PROVIDED RECORDS.
PR #1358, opened 2026-06-03
Enforce `sendMessage` caller is the originating Teleporter messenger

mdelle1:


icm-contracts/ethereum/AvalancheValidatorSetRegistry.sol
```diff
@@ -72,6 +72,7 @@ contract AvalancheValidatorSetRegistry is IAvalancheValidatorSetRegistry, IAdapt
     function sendMessage(
         TeleporterMessageV2 calldata message
     ) external {
+        require(msg.sender == message.originTeleporterAddress, "unauthorized sender");
```
batconjurer, line 75: Can we move this check up into the TeleporterV2 contract? That would minimize the change footprint for one, but it would also be nice if all the Nick's method security assumptions could be located in the TeleporterV2 and decoupled from these verifiers. Then we might be able to reuse some of this verifier code in places where we don't have Nick's method.

batconjurer (changes requested):

icm-contracts/ethereum/AvalancheValidatorSetRegistry.sol
geoff-vball: We'll chat about this in standup :)

mdelle1: We need the send-side to enforce that the caller of `sendMessage` is the Teleporter contract. We do this by requiring `msg.sender == originTeleporterAddress`. This isn't enough on its own because the message author controls `originTeleporterAddress`, but the Teleporter contract receive-side [check pins](https://github.com/ava-labs/icm-services/blob/b527b7c4bad77c6f33f36492323b9538eef84f3a/icm-contracts/common/TeleporterMessengerV2.sol#L270) `originTeleporterAddress` to the actual Teleporter address, so these together enforce the `sendMessage` caller to be the Teleporter contract.

ylg-avalabs (approved):

geoff-vball (commented):
Could you add a unit test for this? Otherwise lgtm

geoff-vball (approved):

ylg-avalabs (approved):

batconjurer (approved):

PR #1373, opened 2026-06-12
`ZKVerifier` documentation

mdelle1:
Public documentation for the `ZKVerifier` contract. Issue: https://github.com/ava-labs/icm-services/issues/1303


geoff-vball (approved):

batconjurer (changes requested):
This doc references ethereum beacon state roots and slots without definitions.
Several structs have their fields referenced; it would good to inline the struct definitions. 
Similarly, I think some contract state is referenced (_allowedBeaconBlocks), but not explicitly mentioned that it is contract state.

batconjurer (approved):

PR #1374, opened 2026-06-17
Refactor message handler

geoff-vball:
## Why this should be merged
Part of a larger Application Relayer and Message Handler refactor.

## How this works
The main purpose of this PR is to move `ProcessMessage` to the `MessageHandler`. This means that the `MessageHandler` has to expose much less in it's interface.

It does have the side-effect of needing `relayerMetrics` in the message handler, but this can be cleaned up in a followup PR. 

`ProcessMessage` now takes two params, but this will be cleaned up in a later PR.

## How is this documented


messages/teleporter/message_handler.go
```diff
@@ -314,8 +314,69 @@ func (m *messageHandler) SendMessage(signedMessage *warp.Message) (common.Hash,
 	return txHash, nil
 }
 
-func (m *messageHandler) LoggerWithContext(logger logging.Logger) logging.Logger {
-	return logger.With(m.logFields...)
+// ProcessMessage relays the message to the destination chain by aggregating a signature for it
+// and sending it via SendMessage. It does not retry on failure or checkpoint the height.
+// Returns the transaction hash if the message is successfully relayed.
+func (m *messageHandler) ProcessMessage(
```
batconjurer, line 320: This method is precisely the same as in the off-chain-registry. Is there not a a good way to reuse this function?

geoff-vball: Yeah, I think we can extract the common functionality for warp messages (off-chain and on-chain), but I'm going to save that for a later step in this refactor

batconjurer (approved):

messages/off-chain-registry/message_handler.go
```diff
@@ -186,6 +190,65 @@ func (m *messageHandler) SendMessage(signedMessage *warp.Message) (common.Hash,
...
+		m.metrics.IncFailedRelayMessageCount("failed to check if message should be sent")
+		return common.Hash{}, fmt.Errorf("failed to check if message should be sent: %w", err)
+	}
+	if !shouldSend {
+		m.logger.Info("Message should not be sent")
+		return common.Hash{}, nil
+	}
+	unsignedMessage := m.unsignedMessage
+
+	startCreateSignedMessageTime := time.Now()
```
mdelle1, line 212: Should the `GetPChainHeightForDestination` be included in the signing time latency? or should we start the timer after line 218?

mdelle1:
LGTM just one small comment

messages/off-chain-registry/message_handler.go
geoff-vball: I think we want it to include getting the pchain height. That way the metric lines up with the ctx and timeout we create on line 214

mdelle1 (approved):

PR #1377, opened 2026-06-17
Implements `ZKValidatorSetRegistry` contract

mdelle1:
This PR adds `ZKValidatorSetRegistry`, a variant of `MerkleValidatorSetRegistry` that verifies ICM messages by checking a single SP1 zero-knowledge proof in place of the on-chain Merkle multi-inclusion proof and aggregate BLS signature. The validator set is still anchored by a Merkle root commitment, but the signing validators, multi-proof, and aggregate signature are no longer explicitly performed --- they are essentially absorbed by the ZK proof verification, and since they are private inputs to the SP1 prover, do not appear as extra calldata. 

The gas savings are that on-chain verification cost becomes a constant size ZK proof check that does not scale with the number of signers, in contrast with `MerkleValidatorSetRegistry`, where there is extra calldata associated gas needed to pass in the signer public keys along with hashing/aggregation work. The tradeoff however is extra off-chain cost for generating the SP1 proofs. 

The contract verifies the proof through the canonical `ISP1Verifier` gateway and checks the public values associated to the proof against its own state.

Unit tests are added using a mock SP1 proof verifier. The proof soundness and the guest SP1 program are out of scope and will follow in the e2e PR. 

Closes issue https://github.com/ava-labs/icm-services/issues/1369


icm-contracts/ethereum/ZKValidatorSetRegistry.sol
```diff
@@ -0,0 +1,248 @@
+// (c) 2026, Ava Labs, Inc. All rights reserved.
+// See the file LICENSE for licensing terms.
+// SPDX-License-Identifier: LicenseRef-Ecosystem
+pragma solidity ^0.8.30;
+
+import {IMerkleValidatorSetRegistry} from "./interfaces/IMerkleValidatorSetRegistry.sol";
+import {ICMMessage} from "../common/ICM.sol";
```
geoff-vball: It would be a little better to use `@common` instead of the relative path

icm-contracts/ethereum/ZKValidatorSetRegistry.sol
```diff
@@ -0,0 +1,248 @@
...
+import {ValidatorSetMerkleCommitment, ValidatorSets} from "./utils/ValidatorSets.sol";
+import {
+    TeleporterMessageV2Parsing,
+    TeleporterICMMessage,
+    TeleporterMessageV2
+} from "../common/TeleporterMessageV2.sol";
+import {IAdapter} from "../common/ITeleporterMessengerV2.sol";
+import {IWarpMessenger} from "../avalanche/subnet-evm/IWarpMessenger.sol";
```
geoff-vball:
```suggestion
import {IWarpMessenger} from "@subnet-evm/IWarpMessenger.sol";
```

icm-contracts/ethereum/ZKValidatorSetRegistry.sol
```diff
@@ -0,0 +1,248 @@
...
+        // Check the ZK proof's public values against the on-chain commitment
+        require(pv.sourceBlockchainID == blockchainID, "public value chain ID mismatch");
+        require(pv.root == commitment.root, "public value root mismatch");
+        require(pv.messageHash == sha256(signedData), "public value message hash mismatch");
+        require(
+            ValidatorSets.verifyWeight(pv.signedWeight, commitment.totalWeight),
+            "stake-weighted quorum threshold not met"
+        );
+
+        ISP1Verifier(sp1Verifier).verifyProof(attestationProgramVKey, publicValues, proofBytes);
```
batconjurer, line 246: This requires changes the proof currently in https://github.com/ava-labs/solana-contracts. We need to calculate the sum in in the zk proof and check it against the input signed weight.

batconjurer (commented):
Generally LGTM. We need to decide if this is actually a flow we are going to support.

icm-contracts/ethereum/ZKValidatorSetRegistry.sol
mdelle1: Hey I'm planning on writing the guest program in a follow up PR

icm-contracts/ethereum/ZKValidatorSetRegistry.sol
```diff
@@ -0,0 +1,248 @@
...
+        bool allowPChainFallback_,
+        ISP1Verifier sp1Verifier_,
+        bytes32 attestationProgramVKey_
+    ) {
+        avalancheNetworkID = avalancheNetworkID_;
+        pChainID = pChainID_;
+        allowPChainFallback = allowPChainFallback_;
+        sp1Verifier = sp1Verifier_;
+        attestationProgramVKey = attestationProgramVKey_;
+        _valSetCommitments[pChainID_] = ValidatorSetMerkleCommitment({
```
geoff-vball, line 80: Can we just pass in a `ValidatorSetMerkleCommitment` as the constructor arg?

icm-contracts/ethereum/ZKValidatorSetRegistry.sol
```diff
@@ -0,0 +1,248 @@
...
+     */
+    function verifyICMMessage(
+        ICMMessage calldata message,
+        bytes32 avalancheBlockchainID
+    ) public view {
+        require(pChainInitialized(), "P-chain not initialized");
+        require(isRegistered(avalancheBlockchainID), "No validator set registered to given ID");
+        require(message.sourceNetworkID == avalancheNetworkID, "Network ID mismatch");
+
+        bytes memory signedData = ValidatorSets.buildUnsignedWarpMessage(
```
geoff-vball, line 188: This can be in another PR, but I think we should split `buildUnsignedWarpMessage` into two separate functions - one for p-chain messages and one for other messages since the encoding is completely different anyway

icm-contracts/ethereum/ZKValidatorSetRegistry.sol
```diff
@@ -0,0 +1,248 @@
...
+     * @dev `attestation` is `abi.encode(bytes publicValues, bytes proofBytes)`. The public values
+     * are produced by the guest program, which performs the Merkle multi-inclusion proof and the
+     * aggregate BLS12-381 signature check in-circuit; this function checks those public
+     * values against the on-chain state. The final `verifyProof` call reverts on an invalid ZK proof.
+     */
+    function _verifyZKAttestation(
+        bytes calldata attestation,
+        bytes memory signedData,
+        bytes32 blockchainID
+    ) internal view returns (bool) {
```
geoff-vball: We never return false from this function. I assume `ISP1Verifier.verifyProof` will revert if it doesn't verify, so I would probably just have this function return nothing and revert on failure.

icm-contracts/ethereum/ZKValidatorSetRegistry.sol
mdelle1: Created issue: https://github.com/ava-labs/icm-services/issues/1379

icm-contracts/ethereum/ZKValidatorSetRegistry.sol
mdelle1: I suppose we could though I flattened the arguments like this just to have parity with `MerkleValidatorSetRegistry`

geoff-vball (approved):

icm-contracts/ethereum/ZKValidatorSetRegistry.sol
batconjurer: I had some frree time, so I fixed that up here https://github.com/ava-labs/solana-contracts/pull/3

batconjurer (approved):

PR #1387, opened 2026-06-24
feat(oracle): add oracle signature aggregation pipeline

boraerincplusplus:
## How is this documented


icm-contracts/avalanche/teleporterV2/OracleAdapter.sol
```diff
@@ -0,0 +1,282 @@
...
+struct OracleMessage {
+    // Identifies the external chain or data source (e.g. "solana", "bitcoin").
+    string sourceType;
+    // Program or contract address on the source chain.
+    string sourceAddress;
+    // Destination contract on this L1 that receives the decoded payload.
+    address destContract;
+    // Block or slot number on the source chain at which the event occurred.
+    uint64 sourceBlockHeight;
+    // Monotonically increasing per (sourceType, sourceAddress). Enforces replay protection.
```
geoff-vball: In teleporter we just use one nonce for all sources. I'm not sure if we need to split this up by type and address

icm-contracts/avalanche/teleporterV2/OracleAdapter.sol
```diff
@@ -0,0 +1,282 @@
...
+            abi.encode(
+                oracleMsg.sourceType,
+                oracleMsg.sourceAddress,
+                oracleMsg.destContract,
+                oracleMsg.sourceBlockHeight,
+                oracleMsg.nonce,
+                oracleMsg.payload
+            )
+        );
+        if (warpPayloadHash != msgHash) revert PayloadMismatch();
```
geoff-vball: If the warp payload is the exact same as the oracle message, we don't need to pass in the oracle message as a parameter to this function call

icm-contracts/avalanche/teleporterV2/OracleAdapter.sol
```diff
@@ -0,0 +1,282 @@
...
+
+        // 6. Emit before external call (CEI pattern), then deliver to destination.
+        //    The destContract is part of the signed warp payload (verified in step 3),
+        //    so the relayer cannot redirect to an arbitrary contract.
+        emit OracleMessageReceived(
+            messageID, oracleMsg.sourceType, oracleMsg.sourceAddress, oracleMsg.destContract
+        );
+
+        IOracleMessageReceiver(oracleMsg.destContract).receiveOracleMessage(
+            warp.sourceChainID,
```
geoff-vball: If the `sourceChainID` is always the chain we're on, and we're checking it in this function, we don't need to pass it down.

icm-contracts/avalanche/teleporterV2/OracleAdapter.sol
```diff
@@ -0,0 +1,282 @@
...
+    // -------------------------------------------------------------------------
+
+    /**
+     * @notice Returns true if the (sourceType, sourceAddress) pair is on the allowlist.
+     */
+    function isAllowed(
+        string calldata sourceType,
+        string calldata sourceAddress
+    ) external view returns (bool) {
+        return _allowedSources[keccak256(abi.encode(sourceType, sourceAddress))];
```
geoff-vball: This seems like a convoluted way to keep this map. It would be easier as a two-level mapping

`mapping(string => mapping(address => bool))`

signature-aggregator/aggregator/oracle_aggregator.go
```diff
@@ -0,0 +1,57 @@
...
+// OracleSignatureAggregator collects BLS signatures for oracle attestation
+// messages. It uses the same aggregation logic as SignatureAggregator but
+// routes requests to handler ID 4 (oracle attestation) instead of handler
+// ID 2 (native warp).
+//
+// The counterpart on each validator is oracle/validator.OracleVerifier,
+// registered at the same handler ID. Callers pass the Solana (or other
+// source-chain) lookup hint as the justification argument to
+// CreateSignedMessage; validators forward it to their sidecar.
+type OracleSignatureAggregator struct {
```
geoff-vball: I'm not sure I love this pattern. Are we able to create a signature aggregator object that is able to send to both handlers?

icm-contracts/tests/suites/oracle/oracle_suite_test.go
```diff
@@ -0,0 +1,252 @@
...
+	realSidecar = nil
+	if localNetworkInstance != nil {
+		localNetworkInstance.TearDownNetwork()
+		localNetworkInstance = nil
+	}
+}
+
+// waitForTCP polls addr until a TCP connection succeeds or deadline is exceeded.
+func waitForTCP(addr string, timeout time.Duration) {
+	deadline := time.Now().Add(timeout)
```
geoff-vball: For timeouts, we usually use a pattern using a context timeout, a ticker, and a select statement. [Here's an example](https://github.com/ava-labs/icm-services/blob/merkle-sign/icm-contracts/tests/flows/services/diff_updater.go#L245). This way the function will also respect any timeouts that the context already has included in it.

icm-contracts/tests/suites/oracle/oracle_suite_test.go
```diff
@@ -0,0 +1,252 @@
...
+		buildCmd.Dir = avalancheGoRoot
+		buildOut, buildErr := buildCmd.CombinedOutput()
+		log.Info(string(buildOut))
+		Expect(buildErr).Should(BeNil())
+
+		configPath := filepath.Join(repoRoot, "build/solanarpc-config.json")
+		configJSON := fmt.Sprintf(`{"rpc_url": %q}`, solanaRPCURL)
+		Expect(os.WriteFile(configPath, []byte(configJSON), 0o600)).Should(BeNil())
+
+		realEndpoint := fmt.Sprintf("127.0.0.1:%d", realSidecarPort)
```
geoff-vball: I don't think we need the `real` in the names here

icm-contracts/tests/flows/oracle/oracle_attestation.go
```diff
@@ -0,0 +1,435 @@
...
+	// Step 2: fetch the full transaction.
+	txRaw := post(map[string]any{
+		"jsonrpc": "2.0", "id": 1,
+		"method": "getTransaction",
+		"params": []any{txSig, map[string]any{
+			"encoding":                       "json",
+			"maxSupportedTransactionVersion": 0,
+		}},
+	})
+	var txResp struct {
```
geoff-vball: We should create some sort of Solana utility file for these kinds of structs

PR #1395, opened 2026-07-01
ICM message verification path e2e test for `ZKValidatorSetRegistry`

### LINKED ISSUE #1389: Add Go-side verification path e2e test for `ZKValidatorSetRegistry`

mdelle1:
The roundtrip verification test will be done as a separate nightly e2e test. This PR only tests the verification path using a Groth16 ZK proof. This proof is generated offline over a synthetic validator set from Rust scripts located in `/scripts/tools/zk-proof-gen` over a fixed message, which is submitted to a deployed `ZKValidatorSetRegistry` contract and verified on-chain. 

A full roundtrip requires generating a fresh proof per message over live aggregated signatures, which is too slow and costly for per-PR CI. The nightly test will cover this flow. 

Closes https://github.com/ava-labs/icm-services/issues/1389


icm-contracts/ethereum/external/sp1-contracts/v6.1.0/SP1VerifierGroth16.sol
```diff
@@ -0,0 +1,88 @@
...
+
+// Source: https://github.com/succinctlabs/sp1-contracts/blob/d3629729c3216eb51bd4859d027a8eb729399fa4/contracts/src/v6.1.0/SP1VerifierGroth16.sol
+// Modified: Updated Solidity pragma from ^0.8.20 to ^0.8.30 and renamed contract from SP1Verifier to SP1VerifierGroth16
+pragma solidity ^0.8.30;
+/* solhint-disable */
+
+import {ISP1Verifier, ISP1VerifierWithHash} from "../ISP1Verifier.sol";
+import {Verifier} from "./Groth16Verifier.sol";
+
+/// @title SP1 Verifier
```
batconjurer, line 11: Do we really want to keep copy pasting code from other libraries or should we add them to the lib subdir as submodules?

foundry.lock
```diff
@@ -0,0 +1,14 @@
+{
```
geoff-vball: Does this file accomplish anything for us? Our libs are currently locked to specific versions by virtue of being submodules.

icm-contracts/ethereum/external/sp1-contracts/v6.1.0/SP1VerifierGroth16.sol
mdelle1: The contract needed a rename to work with `abi_bindings.sh`, but it depends if we want to pull a whole repo as a submodule for one file? What are people's thoughts here

geoff-vball (approved):

ylg-avalabs (approved):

PROBLEM TO SOLVE. Scan the records above for the lines holding "batconjurer, line 11: Do" and "geoff-vball: Does this". Transcribe those two and every line between them word for word, and no others.

ANSWER TO THIS PROBLEM.
batconjurer, line 11: Do we really want to keep copy pasting code from other libraries or should we add them to the lib subdir as submodules?

foundry.lock
```diff
@@ -0,0 +1,14 @@
+{
```
geoff-vball: Does this file accomplish anything for us? Our libs are currently locked to specific versions by virtue of being submodules.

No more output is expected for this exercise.